**Work item:**
Only lines that contain the word "argument" belong in the answer; copy them from the records below.

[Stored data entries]
-*-

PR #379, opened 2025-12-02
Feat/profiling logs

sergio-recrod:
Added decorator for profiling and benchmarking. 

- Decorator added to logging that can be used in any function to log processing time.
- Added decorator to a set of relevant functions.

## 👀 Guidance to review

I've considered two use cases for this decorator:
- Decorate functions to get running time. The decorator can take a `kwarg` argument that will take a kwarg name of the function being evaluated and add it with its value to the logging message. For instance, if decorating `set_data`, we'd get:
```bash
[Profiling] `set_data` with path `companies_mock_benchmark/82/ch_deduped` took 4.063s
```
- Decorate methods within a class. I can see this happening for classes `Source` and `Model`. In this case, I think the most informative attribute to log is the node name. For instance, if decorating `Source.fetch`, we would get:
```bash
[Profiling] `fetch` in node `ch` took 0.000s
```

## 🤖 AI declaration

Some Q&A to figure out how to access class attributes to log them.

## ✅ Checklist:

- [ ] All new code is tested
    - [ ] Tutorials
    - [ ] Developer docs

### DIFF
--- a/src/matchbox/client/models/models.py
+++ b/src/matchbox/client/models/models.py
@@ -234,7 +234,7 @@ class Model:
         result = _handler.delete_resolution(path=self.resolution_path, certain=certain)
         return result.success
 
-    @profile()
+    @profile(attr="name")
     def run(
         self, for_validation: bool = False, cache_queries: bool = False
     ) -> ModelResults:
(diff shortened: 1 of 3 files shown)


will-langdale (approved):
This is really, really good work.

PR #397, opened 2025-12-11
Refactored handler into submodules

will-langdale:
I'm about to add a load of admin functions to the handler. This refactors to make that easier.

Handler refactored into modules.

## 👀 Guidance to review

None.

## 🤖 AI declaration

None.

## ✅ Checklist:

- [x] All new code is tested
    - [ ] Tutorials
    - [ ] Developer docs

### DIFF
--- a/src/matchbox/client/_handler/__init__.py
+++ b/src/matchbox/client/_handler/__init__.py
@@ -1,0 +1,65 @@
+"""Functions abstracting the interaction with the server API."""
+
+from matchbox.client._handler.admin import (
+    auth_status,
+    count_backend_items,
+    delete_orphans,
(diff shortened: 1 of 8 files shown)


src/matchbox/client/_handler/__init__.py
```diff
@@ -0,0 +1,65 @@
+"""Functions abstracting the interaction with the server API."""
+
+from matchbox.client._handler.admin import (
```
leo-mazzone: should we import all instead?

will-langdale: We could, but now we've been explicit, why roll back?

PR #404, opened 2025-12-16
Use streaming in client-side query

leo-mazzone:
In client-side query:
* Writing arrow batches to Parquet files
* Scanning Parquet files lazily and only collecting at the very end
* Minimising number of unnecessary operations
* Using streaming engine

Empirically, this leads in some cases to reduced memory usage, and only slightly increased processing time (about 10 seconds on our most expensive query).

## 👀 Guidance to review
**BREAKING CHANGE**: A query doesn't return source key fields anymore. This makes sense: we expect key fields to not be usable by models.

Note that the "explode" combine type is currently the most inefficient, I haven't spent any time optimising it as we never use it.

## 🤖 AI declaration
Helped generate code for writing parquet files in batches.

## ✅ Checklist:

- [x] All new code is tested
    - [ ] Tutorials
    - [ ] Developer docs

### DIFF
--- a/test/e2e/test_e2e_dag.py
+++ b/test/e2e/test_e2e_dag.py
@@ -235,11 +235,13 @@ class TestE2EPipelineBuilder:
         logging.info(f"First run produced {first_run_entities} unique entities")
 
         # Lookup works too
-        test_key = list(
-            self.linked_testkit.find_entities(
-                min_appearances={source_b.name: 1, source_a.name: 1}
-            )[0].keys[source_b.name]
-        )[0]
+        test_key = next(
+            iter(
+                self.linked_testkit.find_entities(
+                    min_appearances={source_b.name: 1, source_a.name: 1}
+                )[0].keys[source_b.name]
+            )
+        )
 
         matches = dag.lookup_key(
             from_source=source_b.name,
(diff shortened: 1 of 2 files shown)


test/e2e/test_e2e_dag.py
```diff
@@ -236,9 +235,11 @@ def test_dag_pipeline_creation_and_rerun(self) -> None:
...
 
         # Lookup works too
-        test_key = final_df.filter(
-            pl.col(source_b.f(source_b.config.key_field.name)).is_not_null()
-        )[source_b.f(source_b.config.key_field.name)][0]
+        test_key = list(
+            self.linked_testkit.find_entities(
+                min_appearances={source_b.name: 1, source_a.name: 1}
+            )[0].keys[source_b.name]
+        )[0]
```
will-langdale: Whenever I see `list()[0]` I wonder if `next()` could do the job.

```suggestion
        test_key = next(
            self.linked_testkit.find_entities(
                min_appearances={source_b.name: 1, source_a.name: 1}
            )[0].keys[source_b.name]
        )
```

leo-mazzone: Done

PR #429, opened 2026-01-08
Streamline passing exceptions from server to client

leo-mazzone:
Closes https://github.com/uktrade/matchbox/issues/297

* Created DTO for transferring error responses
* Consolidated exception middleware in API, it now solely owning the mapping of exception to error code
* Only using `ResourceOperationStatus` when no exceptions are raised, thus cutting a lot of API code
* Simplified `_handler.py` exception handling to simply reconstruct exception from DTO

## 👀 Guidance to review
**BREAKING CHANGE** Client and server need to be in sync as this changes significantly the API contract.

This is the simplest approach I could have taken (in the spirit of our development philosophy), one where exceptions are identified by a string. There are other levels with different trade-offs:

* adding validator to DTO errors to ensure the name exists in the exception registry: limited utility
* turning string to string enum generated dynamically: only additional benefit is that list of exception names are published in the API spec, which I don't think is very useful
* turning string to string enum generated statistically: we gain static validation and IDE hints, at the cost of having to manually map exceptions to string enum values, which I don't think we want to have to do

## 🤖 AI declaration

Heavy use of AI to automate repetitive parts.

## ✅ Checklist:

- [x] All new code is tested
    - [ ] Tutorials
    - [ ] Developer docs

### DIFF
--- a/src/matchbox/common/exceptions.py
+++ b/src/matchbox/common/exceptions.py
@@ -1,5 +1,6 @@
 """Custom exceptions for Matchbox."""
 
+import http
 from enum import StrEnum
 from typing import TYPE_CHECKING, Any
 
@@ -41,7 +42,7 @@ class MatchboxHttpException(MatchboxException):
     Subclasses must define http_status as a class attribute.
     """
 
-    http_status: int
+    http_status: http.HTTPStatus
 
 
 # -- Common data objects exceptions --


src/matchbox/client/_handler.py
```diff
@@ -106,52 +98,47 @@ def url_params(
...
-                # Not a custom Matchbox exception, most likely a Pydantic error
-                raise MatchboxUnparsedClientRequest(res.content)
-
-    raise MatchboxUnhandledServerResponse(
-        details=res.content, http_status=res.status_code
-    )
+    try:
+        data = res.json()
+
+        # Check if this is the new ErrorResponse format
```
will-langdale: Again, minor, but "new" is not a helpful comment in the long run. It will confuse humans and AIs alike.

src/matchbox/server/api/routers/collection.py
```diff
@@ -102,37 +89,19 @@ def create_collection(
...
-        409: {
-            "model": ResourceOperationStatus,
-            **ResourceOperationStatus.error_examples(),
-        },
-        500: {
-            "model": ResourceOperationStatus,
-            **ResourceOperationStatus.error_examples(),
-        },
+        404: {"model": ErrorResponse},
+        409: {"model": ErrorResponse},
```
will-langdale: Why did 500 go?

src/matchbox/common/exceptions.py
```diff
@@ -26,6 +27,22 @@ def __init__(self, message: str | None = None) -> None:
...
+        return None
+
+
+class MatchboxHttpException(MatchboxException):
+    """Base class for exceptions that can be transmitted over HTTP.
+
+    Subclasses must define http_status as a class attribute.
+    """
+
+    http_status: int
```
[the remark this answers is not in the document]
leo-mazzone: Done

-*-

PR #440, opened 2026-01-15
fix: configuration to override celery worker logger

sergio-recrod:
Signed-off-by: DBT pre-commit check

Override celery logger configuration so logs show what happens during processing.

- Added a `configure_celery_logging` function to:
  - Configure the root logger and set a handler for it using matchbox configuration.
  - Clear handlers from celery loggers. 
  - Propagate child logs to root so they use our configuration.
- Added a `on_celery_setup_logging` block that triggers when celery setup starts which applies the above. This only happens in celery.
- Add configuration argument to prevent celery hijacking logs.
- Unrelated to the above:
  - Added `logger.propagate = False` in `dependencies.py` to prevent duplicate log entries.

-*-

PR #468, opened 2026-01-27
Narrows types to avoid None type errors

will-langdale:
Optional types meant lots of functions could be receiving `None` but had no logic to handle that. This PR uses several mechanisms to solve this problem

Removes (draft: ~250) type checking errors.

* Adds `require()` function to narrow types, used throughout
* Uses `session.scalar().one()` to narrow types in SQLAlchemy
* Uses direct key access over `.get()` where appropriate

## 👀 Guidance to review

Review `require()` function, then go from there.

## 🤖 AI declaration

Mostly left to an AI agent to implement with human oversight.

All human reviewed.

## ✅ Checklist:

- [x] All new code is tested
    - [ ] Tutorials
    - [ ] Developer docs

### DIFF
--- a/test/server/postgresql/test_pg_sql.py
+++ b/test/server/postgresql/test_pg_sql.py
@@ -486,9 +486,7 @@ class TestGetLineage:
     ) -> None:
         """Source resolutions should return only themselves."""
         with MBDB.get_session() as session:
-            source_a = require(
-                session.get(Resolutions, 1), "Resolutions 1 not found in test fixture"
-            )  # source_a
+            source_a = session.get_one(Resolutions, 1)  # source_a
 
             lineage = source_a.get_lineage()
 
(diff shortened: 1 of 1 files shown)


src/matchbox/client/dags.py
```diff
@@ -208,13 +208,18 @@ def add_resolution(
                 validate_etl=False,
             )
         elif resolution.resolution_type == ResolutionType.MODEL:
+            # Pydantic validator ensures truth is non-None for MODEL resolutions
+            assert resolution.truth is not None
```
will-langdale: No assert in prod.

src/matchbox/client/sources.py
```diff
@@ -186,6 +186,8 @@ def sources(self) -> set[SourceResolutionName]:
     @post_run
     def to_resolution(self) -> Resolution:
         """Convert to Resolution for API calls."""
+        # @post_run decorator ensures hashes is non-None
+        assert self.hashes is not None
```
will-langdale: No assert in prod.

-*-

**Answer area:**
- Decorate functions to get running time. The decorator can take a `kwarg` argument that will take a kwarg name of the function being evaluated and add it with its value to the logging message. For instance, if decorating `set_data`, we'd get:
- Add configuration argument to prevent celery hijacking logs.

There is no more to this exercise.